All popular roleplaying games are combat-oriented, with the one exception of Call of Cthulhu, which is investigation-oriented. The White Wolf games pretend to be roleplay-oriented while in reality providing the killing and level-up action that people enjoy so much.

And how on earth could any rpg remove 'any true freedom beyond which mook to smite'? Even FATAL doesn't do that.
 

Jedi_Solo said:
Why?

The above statement comes across (to me) as saying that the rule/mechanic/theory is off limits simply because it is from a video game. Other have stated that opinion out right in other threads and I don't get it.

If something is in a video game and "Is Good" (whatever that thing may be and whatever qualifies to be 'good' to you) why can't it be pulled into a tabletop game?

I'm not saying it can NEVER happen, but in most cases it shouldn't. Video games are a completely different animal. They are meant to provide almost the exact same play experience to everyone who plays them - same possibilities, same amount of buttons pressed more or less, same "fun factor" in all situations. They are automated systems meant to be run without the guiding hand of a DM to make things work correctly.

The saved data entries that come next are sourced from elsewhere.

PR #4832, opened 2026-07-07
fix(cli): handle CSI-u Shift+Enter instead of dumping raw escapes

m11y:
## Summary

Follow-up to #4614. That PR added multiline input (Enter submits, Alt+Enter inserts a newline) and, during review, its terminal-dependent Shift+Enter path was intentionally dropped in favor of Alt+Enter only. This PR fixes a **regression** that removal left behind on one class of terminals.

Terminals speaking the **CSI-u (kitty / fixterms) keyboard protocol** — kitty, Ghostty, WezTerm, and some embedded terminal panes that default to it — encode **Shift+Enter** as the escape sequence `\x1b[13;2u`. prompt_toolkit 3.0 has no support for that protocol and no default mapping for the sequence, so its `Vt100Parser` fails to recognise it and dumps the **raw bytes (`^[[13;2u`) straight into the prompt buffer**. So on these terminals Shift+Enter now leaks visible escape garbage into the input instead of doing nothing graceful.

Reproduced in a terminal pane that emits CSI-u: pressing Shift+Enter in `nanobot agent` types `^[[13;2u` literally.

## Fix

Register `\x1b[13;2u` and bind it to insert a newline (same as Alt+Enter):

- `\x1b[13;2u` is **absent from prompt_toolkit's default `ANSI_SEQUENCES`**, so `setdefault()` overrides nothing — this is a pure addition, carried on `Keys.ControlF3`, an enum member prompt_toolkit declares but never wires to a default sequence or binding.
- **Best-effort by design.** prompt_toolkit cannot *negotiate* the protocol (there is no equivalent of crossterm's `PushKeyboardEnhancementFlags`), so we only *react* to a CSI-u sequence a terminal already emits. Terminals that collapse Shift+Enter into a plain Enter remain indistinguishable and fall back to **Alt+Enter, which stays the primary/universal shortcut**. Nothing changes for them.
- Scope is deliberately minimal: only the clean-addition CSI-u encoding. The older xterm `modifyOtherKeys` form (`\x1b[27;2;13~`, which prompt_toolkit *does* map by default) is left untouched to avoid overriding a private default.

For reference, this is the layer at which mainstream agents handle Shift+Enter: **[openai/codex](https://github.com/openai/codex)** (Apache-2.0, `codex-rs`) enables the kitty protocol via crossterm — `PushKeyboardEnhancementFlags(DISAMBIGUATE_ESCAPE_CODES | REPORT_EVENT_TYPES | REPORT_ALTERNATE_KEYS)`, gated on `supports_keyboard_enhancement()` — precisely *"so Shift+Enter is distinguishable from Enter."* prompt_toolkit doesn't expose that negotiation, so the passive registration here is the closest prompt_toolkit-native equivalent; the immediate goal is simply to stop dumping raw escapes.

## Testing

- Added `test_csi_u_shift_enter_inserts_newline_not_raw_escape` — drives a real `PromptSession`/parser with `foo\x1b[13;2ubar\r` and asserts the result is `foo\nbar` (newline inserted, no raw escape bytes leaked).
- `pytest tests/cli/test_cli_input.py` — 23 passed. `ruff check` clean.
- Existing Enter-submit, Alt+Enter (ESC+CR and ESC+LF/WSL) behaviour unchanged.

### DIFF
--- a/nanobot/cli/commands.py
+++ b/nanobot/cli/commands.py
@@ -309,28 +309,12 @@ def _build_cli_key_bindings() -> KeyBindings:
       * Enter       -> submit the current input (keeps the familiar
                        single-line Enter-to-send feel even though the buffer
                        is multiline-capable).
-      * Alt+Enter   -> insert a newline for multi-line input. Universally
-                       supported, so this is the reliable multiline shortcut.
+      * Alt+Enter   -> insert a newline for multi-line input.
       * Shift+Enter -> insert a newline on terminals that emit the CSI-u
                        (kitty / fixterms) keyboard-protocol encoding for it.
     """
-    # Terminals speaking the CSI-u (kitty / fixterms) keyboard protocol -- e.g.
-    # kitty, Ghostty and WezTerm when it is enabled -- send Shift+Enter as the
-    # escape sequence "\x1b[13;2u". prompt_toolkit 3.0 has no support for that
-    # protocol (no way to negotiate it, no default mapping for the sequence), so
-    # when such a terminal sends it the Vt100Parser fails to recognise the
-    # sequence and dumps the raw bytes ("^[[13;2u") straight into the buffer.
-    #
-    # Register the sequence so it parses as one keypress bound to insert a
-    # newline instead. "\x1b[13;2u" is absent from prompt_toolkit's default
-    # ANSI_SEQUENCES table, so this is a pure addition -- setdefault() overrides
-    # nothing -- carried on Keys.ControlF3, an enum member prompt_toolkit
-    # declares but never wires to a default sequence or binding.
-    #
-    # This is best-effort: without protocol negotiation we can only *react* to a
-    # CSI-u sequence a terminal already emits, not *request* one. Terminals that
-    # collapse Shift+Enter into a plain Enter are indistinguishable and fall back
-    # to Alt+Enter, which is why Alt+Enter stays the primary shortcut.
+    # prompt_toolkit does not recognize CSI-u, so register its Shift+Enter
+    # sequence as a best-effort addition without overriding existing mappings.
     with suppress(Exception):
         from prompt_toolkit.input import ansi_escape_sequences as _aes
 
--- a/nanobot/cli/commands.py
+++ b/nanobot/cli/commands.py
@@ -309,8 +309,33 @@ def _build_cli_key_bindings() -> KeyBindings:
       * Enter       -> submit the current input (keeps the familiar
                        single-line Enter-to-send feel even though the buffer
                        is multiline-capable).
-      * Alt+Enter   -> insert a newline for multi-line input.
+      * Alt+Enter   -> insert a newline for multi-line input. Universally
+                       supported, so this is the reliable multiline shortcut.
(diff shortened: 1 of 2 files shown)


m11y:
Verified on a real CSI-u terminal: in a terminal pane that emits the kitty/fixterms encoding, pressing **Shift+Enter** in `nanobot agent` now inserts a newline instead of leaking the raw `^[[13;2u` bytes into the prompt. Alt+Enter (both the ESC+CR and the ESC+LF/WSL form) and plain-Enter submit are unchanged, and terminals that don't emit CSI-u (e.g. Ghostty, which aliases Shift+Enter to the Alt+Enter escape) continue to work via the existing bindings.

chengyongru:
In my opinion, one operation should only need one shortcut key. What do you think?

m11y:
Good question — and I mostly agree. "One operation, one shortcut" is a clean default, and I'm not trying to pile on redundant bindings.

But I'd frame this PR a little differently: it isn't really adding a second *newline shortcut* — it's fixing a regression in how we handle a sequence the terminal sends us regardless of our binding choices. On terminals speaking the CSI-u (kitty/fixterms) keyboard protocol, Shift+Enter makes the terminal emit `\x1b[13;2u`. prompt_toolkit has no mapping for it, so it dumps the raw bytes `^[[13;2u` straight into the prompt. That happens whether or not we ever *intend* Shift+Enter as a shortcut — the app receives the sequence either way, and the only real choice is "handle it" vs. "leak escape garbage."

So even under a strict one-shortcut philosophy, we still have to do *something* sane with that sequence. Inserting a newline is the least-surprising handling, since a user who pressed Shift+Enter clearly meant "newline." (It could instead be mapped to a no-op so Alt+Enter stays the single advertised newline shortcut — but that throws away a keypress the user made on purpose, which feels worse.)

On the broader point: the ecosystem isn't uniform about which key means "newline." Codex uses Shift+Enter (with Ctrl+J as a fallback), Claude Code accepts Option/Alt+Enter and also Shift+Enter after its terminal-setup, and several others lean on Shift+Enter. Because there's no single convention, people who move between tools build muscle memory around Shift+Enter, so accepting it *as well as* Alt+Enter is simply more forgiving across habits. If you'd rather keep a single *documented/primary* shortcut, that's your call — this PR's core goal is just to stop leaking raw escapes on CSI-u terminals.

For what it's worth, my personal preference is Shift+Enter. I use Claude Code, Codex, and Pi daily and very heavily, and Shift+Enter is the newline gesture I've built muscle memory around across all three — so it's the one I'd most want preserved. That said, I don't want to block on my own habit: I'm happy to align with whatever you choose as the documented shortcut, as long as the CSI-u sequence is handled rather than dumped into the prompt.

chengyongru:
@m11y make sence

Re-bin (approved):
LGTM. This fixes the real CSI-u regression without changing Enter or the existing Alt+Enter path: Shift+Enter no longer leaks raw escape bytes on terminals that emit the kitty/fixterms sequence.

Yongru’s shortcut concern was addressed in the discussion, and the final implementation comments were simplified by Yongru. The new parser-level regression test passes with the full CLI input suite, and GitHub Actions is green.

They are designed to restrict players to doing only things that the system wants them to do - free thought outside of that system is discouraged, and often punished as "cheating". They're designed to have a clear progression from a starting point to an ending point, with very clear expectations of exactly what every player is capable of at every level of play.

Or, lets put this another way: You're fine with the inclusion of agro mechanics. Ok. What if 5E assumes "resurrection points" in the world where your character comes back to life after death? What if, beyond stat blocks, in 5E monster fights are scripted events that tell the DM exactly what the monster does on every round of the encounter? I don't care, pick a mechanic. There are plenty of mechanics that you probably wouldn't want in a game, right? Because they would feel like a video game to you, not a fun, 'realistic' world. I, and others like me, think 4E has crossed that threshold already. You, and others like you, think it hasn't - but you probably agree that threshold exists somewhere, right?
 

Tsyr said:
2) I think the powers system draws a lot of these complaints. "More Abilities = More Fun" seems to be the growing trend in MMOs... Fighters in early MMOs were like fighters in past versions of DnD. They hit stuff with sharp things. Now fighters in current MMOS don't hit things with sharp stuff, they perform "Dance of the Seven Blades" or "Lunging Doomsday Thrust". The focus on the "class role" seems to be kind of the same thing.
Ah, so you use 'videogame-y' to mean 'anime'.
 

TimeOut said:
It is not the opinion that there are similarities, it is how many people have chosen to present their opinion.


Yes, how dare they!

There's an old saying that goes something like 'If one man calls you a horse, that man is a fool. If ten men call you a horse, buy yourself a saddle.'

It is time, methinks, D&D buys itself a saddle.